In 2011, Jureidini and McHenry wrote a letter to the University, asking administrators to write to the journal that published the original paper and support its retraction.


The University at first cited confidentiality concerns, but after Jureidini and McHenry clarified they were not seeking any information, the University subsequently notified them that it would not write to the journal. The University’s reference to confidentiality rules — both at the time and when asked for comment since — is “a red herring,” McHenry said, adding that the policy itself is not objectionable but it “is wrong is when they try to use that to escape responsibility.”

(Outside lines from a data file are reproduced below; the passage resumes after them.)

PR #310, opened 2019-02-23
produce elm test run configs in project context menu

frawa:
and as side effect, suggest config names while choosing elm folder

### DIFF
--- a/src/main/java/org/frawa/elmtest/core/ElmProjectTestsHelper.java
+++ b/src/main/java/org/frawa/elmtest/core/ElmProjectTestsHelper.java
@@ -19,6 +19,10 @@ public class ElmProjectTestsHelper {
         workspaceService = ServiceManager.getService(project, ElmWorkspaceService.class);
     }
 
+    public static boolean isElmProject(String candidate, Project project) {
+        return new ElmProjectTestsHelper(project).nameByProjectDirPath(candidate).isPresent();
+    }
+
     public Stream<String> allNames() {
         return getTestableProjects()
                 .map(ElmProject::getPresentableName);
--- a/src/main/java/org/frawa/elmtest/core/ElmProjectTestsHelper.java
+++ b/src/main/java/org/frawa/elmtest/core/ElmProjectTestsHelper.java
@@ -19,10 +19,6 @@ public class ElmProjectTestsHelper {
         workspaceService = ServiceManager.getService(project, ElmWorkspaceService.class);
     }
 
-    public static boolean isElmProject(String candidate, Project project) {
-        return new ElmProjectTestsHelper(project).nameByProjectDirPath(candidate).isPresent();
-    }
-
     public Stream<String> allNames() {
         return getTestableProjects()
                 .map(ElmProject::getPresentableName);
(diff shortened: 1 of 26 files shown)


klazuka:
Cool! I was just thinking today that we will want to surface the `elm-test` integration better before we release this feature. I didn't realize it was so easy to do contextually based on the current file/Psi.

When I try to run it on [elm-json-tree-view](https://github.com/Microsoft/elm-json-tree-view), it doesn't suggest any run configs. I ran it in the debugger and noticed that `org.frawa.elmtest.core.ElmProjectTestsHelper#nameByProjectDirPath` was being passed the value `"/Users/keith/dev/elm-json-tree-view/.idea"`. So there's something wrong about the logic for determining the path because it shouldn't be looking at the `.idea` directory.

If I understand what your code is trying to do, you might want to instead use `org.elm.workspace.ElmWorkspaceService#findProjectForFile`. This is what I use to determine the associated `ElmProject` (`elm.json`) for any ElmPsiElement. It should work for you, and then you might be able to get rid of some of your lookup functions, too.

klazuka:
In addition to surfacing the test integration through this extension point, I was also thinking that it'd be nice to do via a line marker in the gutter. But that would sortof imply that it's possible to run test suites individually, which, if I understand correctly, the `elm-test` runner does not support.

Marisa Quinn, then-vice president for public affairs and University relations, wrote in an email to The Herald in 2013 that “a thorough and impartial review” of Study 329 took place.


But in all subsequent responses to questions about Study 329, Quinn and Vice President for Communications Cass Cliatt declined to comment on whether the University has reviewed Keller’s research, citing the need for confidentiality in all individual cases.


Roy Poses ’74 MD ’78, clinical associate professor of medicine and president at the Foundation for Integrity and Responsibility in Medicine, said he understands the need for confidentiality but urged the University to make a statement now that any investigation would presumably have concluded.


“Nobody at Brown has responded in a substantive way,” Poses said. “I’ve never seen anyone dealing with the specifics.”


The University is “an enabler” of the study being published in Keller’s name, McHenry said, and several sources suggested the University’s silence can be attributed to its desire to protect its reputation.


The University received money from GSK during the years Study 329 was ongoing, according to a 2006 deposition of Keller.


“Brown always has adhered strictly to all issues of scientific integrity and compliance with conflict of interest policies laid out by the federal government,” Cliatt wrote, adding that the University takes these types of concerns seriously.


Moving forward


The reanalysis is not only significant in regard to the history of Study 329, or the study’s possible retraction, multiple sources said.


“It’s really not about Study 329,” Nardo said. “It’s about integrity in research.”


Nardo added that he is dismayed by the role of advertising in psychiatry. “It’s fine for them to do it with toothpaste, but not with our medicines. They’re too dangerous,” he said.


Jureidini said he and his colleagues hope the reanalysis demonstrates the importance of data being public. Without viewing the data of each individual, it is impossible to be confident in the conclusions papers draw about benefits and harms, he said. The reanalysis shows that companies commissioning their own studies does not work, he added.


As the first Restoring Invisible and Abandoned Trials initiative study published, the reanalysis of Study 329 is “just the tip of the iceberg,” McHenry said, with numerous other studies listed in the BMJ document as ones that should be reanalyzed.


“What we’re basically saying to the manufacturers is, ‘If you’re not right, we’re gonna come back at you,’” Nardo said.